Issue #160, opened 2016-11-19
The current keymap should not be offered in the switch to keymap action


mondalaci:
Because it does not make sense to switch to the already active keymap.

PR #165, opened 2016-11-20
Removed current keymap from switch

NejcZdovc:
PR based on #160

### DIFF
--- a/src/components/popover/popover.component.ts
+++ b/src/components/popover/popover.component.ts
@@ -35,6 +35,7 @@ enum TabName {
 })
 export class PopoverComponent implements OnInit {
     @Input() defaultKeyAction: KeyAction;
+    @Input() currentKeymap: Keymap;
 
     @Output() cancel = new EventEmitter<any>();
     @Output() remap = new EventEmitter<KeyAction>();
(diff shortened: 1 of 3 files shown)


src/components/popover/popover.component.html
```diff
@@ -46,7 +46,7 @@
         <layer-tab #tab *ngSwitchCase="TabName.Layer" class="popover-content" [defaultKeyAction]="defaultKeyAction"></layer-tab>
         <mouse-tab #tab *ngSwitchCase="TabName.Mouse" class="popover-content" [defaultKeyAction]="defaultKeyAction"></mouse-tab>
         <macro-tab #tab *ngSwitchCase="TabName.Macro" class="popover-content" [defaultKeyAction]="defaultKeyAction"></macro-tab>
-        <keymap-tab #tab *ngSwitchCase="TabName.Keymap" class="popover-content" [defaultKeyAction]="defaultKeyAction" [keymaps]="keymaps$ | async"></keymap-tab>
+        <keymap-tab #tab *ngSwitchCase="TabName.Keymap" class="popover-content" [defaultKeyAction]="defaultKeyAction" [keymaps]="keymaps$ | async" [currentKeymap]="currentKeymap"></keymap-tab>
```
fjozsef: I think the `keymaps$` should be filtered so we wouldn't need to pass the `currentKeymap` to the `keymap-tab`.

NejcZdovc: Done

src/components/popover/popover.component.ts
```diff
@@ -2,6 +2,8 @@ import { Component, EventEmitter, Input, OnInit, Output, ViewChild } from '@angu
 
 import { Store } from '@ngrx/store';
 
+import 'rxjs/add/operator/filter';
```
fjozsef: You are filtering an array, not an observable, so this is unused.

NejcZdovc: It's a left over. Fixed

PR #171, opened 2016-11-20
Fix keyboard animation

### LINKED ISSUE #170: Keyboard animation not working correctly
After updating to the latest stable angular (2.2.1), the keyboard animation stopped working correctly when selecting e.g. the mouse layer from the base layer.

The mouse layer comes in from left however it should come in from right.

fjozsef:
Fixes #170


fjozsef:
I had to update to the latest angular with it I think it is working. When I've upgraded to the latest angular the old animation started to produce errors.

PR #172, opened 2016-11-20
Add default keymap icon hint

### LINKED ISSUE #167: Default keymap icon hint
It would be useful to provide some explanation for the user regarding the star icon.

My idea is that when hovering over the filled star icon of the side menu or the filled star icon next to the default keymap title we could display the following text:

> This is the default keymap which gets activated when powering the keyboard.

When hovering over the unfilled star icon of a non-default keymap the following text should be displayed:

> Makes this keymap the default keymap which gets activated when powering the keyboard.

fjozsef:
Fixes #167

### DIFF
--- a/src/store/reducers/keymap.ts
+++ b/src/store/reducers/keymap.ts
@@ -62,7 +62,12 @@ export default function(state = initialState, action: Action): KeymapState {
 
         case KeymapActions.SET_DEFAULT:
             newState = state.entities.map((keymap: Keymap) => {
-                keymap.isDefault = (keymap.abbreviation === action.payload);
+                if (keymap.abbreviation === action.payload || keymap.isDefault) {
+                    let newKeymap: Keymap = new Keymap();
+                    Object.assign(newKeymap, keymap);
+                    keymap = newKeymap;
+                    keymap.isDefault = keymap.abbreviation === action.payload;
+                }
 
                 return keymap;
             });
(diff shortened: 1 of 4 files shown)


mondalaci:
Looks perfect.

src/store/reducers/keymap.ts
```diff
@@ -62,7 +62,12 @@ export default function(state = initialState, action: Action): KeymapState {
 
         case KeymapActions.SET_DEFAULT:
             newState = state.entities.map((keymap: Keymap) => {
-                keymap.isDefault = (keymap.abbreviation === action.payload);
+                if (keymap.abbreviation === action.payload || keymap.isDefault) {
```
NejcZdovc: Why did you add or operator with `keymap.isDefault`?

src/store/reducers/keymap.ts
```diff
@@ -62,7 +62,12 @@ export default function(state = initialState, action: Action): KeymapState {
...
+                    let newKeymap: Keymap = new Keymap();
+                    Object.assign(newKeymap, keymap);
+                    keymap = newKeymap;
```
NejcZdovc: Why are you setting newKeymap to the old one. Why don't just do something like:

```
Object.assign(newKeymap, keymap);
newKeymap.isDefault = keymap.abbreviation === action.payload;
return newKeymap
```

fjozsef: I wanted to have one return statement., because this way the code more readable for me. 
If you need a new keymap, then you create a new and replace the old one, otherwise it remains the same. I know that your approach does the same, but I think mine is easier to understand.

PR #183, opened 2016-11-21
Tooltip texts for key actions

### LINKED ISSUE #102: Tooltip for add keymap

fjozsef:


mondalaci:
For mouse actions, let's write "Action:" instead of "Type:"

When I hover over the up arrow key of the Mod layer of the QWERTY keymap I get the following error:

untitled

mondalaci:
Now I can only notice a last, minor issue. The tooltip of the menu key contains "Scancode: 118 ()".

Shouldn't this scancode have a name? In case a scancode doesn't have a name the parentheses shouldn't be displayed.

mondalaci:
Well done! You're good to go.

* * *

▶ WHAT YOU NEED TO DO: Could you restate word for word the lines above, from the one that contains "I had to update" through the one that contains "--- a/src/store/reducers/keymap.ts", and no others?

▶ YOUR RESPONSE:
I had to update to the latest angular with it I think it is working. When I've upgraded to the latest angular the old animation started to produce errors.

PR #172, opened 2016-11-20
Add default keymap icon hint

### LINKED ISSUE #167: Default keymap icon hint
It would be useful to provide some explanation for the user regarding the star icon.

My idea is that when hovering over the filled star icon of the side menu or the filled star icon next to the default keymap title we could display the following text:

> This is the default keymap which gets activated when powering the keyboard.

When hovering over the unfilled star icon of a non-default keymap the following text should be displayed:

> Makes this keymap the default keymap which gets activated when powering the keyboard.

fjozsef:
Fixes #167

### DIFF
--- a/src/store/reducers/keymap.ts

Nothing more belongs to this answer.